When Does This Occur?

The key is to understand when the problem will occur.  Any time you type the <enter> key, you have typed the ASCII carriage return character.  As was said a moment ago, you cannot avoid hitting the <enter> key.  So you have to make sure your program does not interpret the <enter> key as a valid character input.  Whenever character input follows any other kind of input (either numeric or character), this problem is going to occur.  In order for your program to recognize the first input, you had to hit the <enter> key.  But your program will then think that the carriage return has been supplied as the character input that followed the first input.  To illustrate, let's look at the following  program.

 
int main(void)
{
   int i;
   char ch;

   printf("Enter a number:  ");
   scanf("%d",&i);
   printf("Now enter a character: ");
   scanf("%c",&ch);
   printf("You entered the number %d and the character %c\n",i,ch);
}

When this program is run, the user will be prompted to enter a number.  The scanf function then causes the program to wait for the user to type something (say for example the user enters 15).  From looking at the program, you would expect that the user will next be prompted to enter a character.  The line "Now enter a character" will appear on the screen, but the program will not pause to allow the user to enter anything.  It will keep right on going and display the final line of output, which will look like this: You have entered the number 15 and the character

Why has this occurred?  Because the user provided a character by typing: 15<enter>.  Thus, when the second scanf is encountered, there is already a character sitting in the keyboard buffer.  The scanf function will retrieve the character out of the keyboard buffer and thus be "fed", so there is no need to pause and wait for the user to type something.
 

How Do We Fix This?

You need to eliminate the extra characters that result when the user hits the enter key.  In a sense you tell your program to read those characters so that they are eliminated from the keyboard buffer.  You can do this in a few different ways:

Method #1: Use the assignment suppression option with scanf
When using scanf, there is an option that tells the function to expect a character or a number, but to ignore that character or number.  This is called assignment suppression, and it looks like this:

 scanf("%d%*c",&i);

This command will read one integer and assign it to the variable i.  It will also read and discard whatever ASCII character directly follows the integer in the keyboard buffer.  Thus, when the user types: 15<enter>   the carriage return is discarded.

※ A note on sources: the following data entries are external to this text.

PR #3348, opened 2021-11-25
RD-3573 Recursive query for dependency retrieval

tehasdf:
Note: this just implements the query, doesn't actually use it
yet - that'll come in the next PRs.

This is a way to retrieve a whole sub-tree of dependent
deployments, as opposed to the current approach, which
selects ALL THE DEPENDENCIES EVER and then formats them
into a tree.

There's a generic query on the InterDepDeps class itself,
and then a bunch of frontend interface methods on the
Deployment model.

### DIFF
--- a/rest-service/manager_rest/storage/resource_models.py
+++ b/rest-service/manager_rest/storage/resource_models.py
@@ -2022,6 +2022,66 @@ class BaseDeploymentDependencies(CreatedAtMixin, SQLResourceBase):
     source_deployment_id = association_proxy('source_deployment', 'id')
     target_deployment_id = association_proxy('target_deployment', 'id')
 
+    @classmethod
+    def _dependencies_adjacency(cls, deployment_ids, dependents=True):
+        """Select a dependency subgraph in an adjacency-list form.
+
+        Returns a query yielding (idd_id, source_id, target_id), which mean
+        "IDD with id idd_id, says that deployment source_id depends on the
+        deployment target_id".
+
+        This is recursive, so will return parents, then parents of parents,
+        etc. (or children, then children of children, etc).
+
+        :param deployment_ids: storage_ids of the root deployments
+        :param dependents: if set, return dependents, ie. children; otherwise,
+            return dependencies, ie. parents
+        """
+        select_cols = db.session.query(
+            cls._storage_id,
+            cls._source_deployment,
+            cls._target_deployment,
+        )
+
+        if dependents:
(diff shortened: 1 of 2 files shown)


tehasdf:
there will be more based off of this, so make sure you understand this well, when reviewing

geokala (approved):

rest-service/manager_rest/storage/resource_models.py
```diff
@@ -2024,6 +2093,70 @@ def target_deployment(cls):
...
+            cls._target_deployment,
+        )
+
+        if dependents:
+            base = select_cols.filter(
+                cls._target_deployment.in_(deployment_ids))
+        else:
+            base = select_cols.filter(
+                cls._source_deployment.in_(deployment_ids))
+        base = base.cte(name='dependents', recursive=True)
```
tehasdf, line 2123: for a recap of recursive CTEs, check out https://www.postgresql.org/docs/14/queries-with.html

tehasdf:
So this query is going to be something like:
```sql
WITH RECURSIVE dependents(_storage_id, _source_deployment, _target_deployment) AS 
    (
        SELECT
            inter_deployment_dependencies._storage_id AS _storage_id,
            inter_deployment_dependencies._source_deployment AS _source_deployment,
            inter_deployment_dependencies._target_deployment AS _target_deployment
        FROM inter_deployment_dependencies 
        WHERE inter_deployment_dependencies._source_deployment IN (%(source_deployment_1)s)
    UNION SELECT
            inter_deployment_dependencies._storage_id AS inter_deployment_dependencies__storage_id, 
            inter_deployment_dependencies._source_deployment AS inter_deployment_dependencies__source_deployment,
            inter_deployment_dependencies._target_deployment AS inter_deployment_dependencies__target_deployment
        FROM inter_deployment_dependencies
        JOIN
            dependents ON inter_deployment_dependencies._source_deployment = dependents._target_deployment
    )
SELECT deployments._storage_id, [.... snip .... ]
FROM deployments
JOIN dependents ON deployments._storage_id = dependents._target_deployment
```
pay attention to the recursive part: we first select the root (the first `SELECT`, the one that is `WHERE _source in %()`, that is parametrized by the arguments passed in to the query), and then we join to that, the IDDs that target the result, as specified by the `JOIN .. ON` condition in the `UNION SELECT`. It is there that we give the rule for recursion: the next level's `source` must be the previous level's `target`
(or the other way around, depending which way do we want to go)
Then the database goes around, and joins to that again the IDDs that target the result, and again, and again.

Method #2: Use a dummy character variable
Simply declare a dummy character variable, then store the carriage return in that dummy variable.  The dummy variable is using up a small amount of memory to hold a value you will never use.

scanf("%d%c",&i,&dummy);



You will need to use one of these techniques every time your program performs character input after any other kind of input.  So you may need to make use of this technique several times in a program.  You will never need to worry about this if your program requires only numeric input.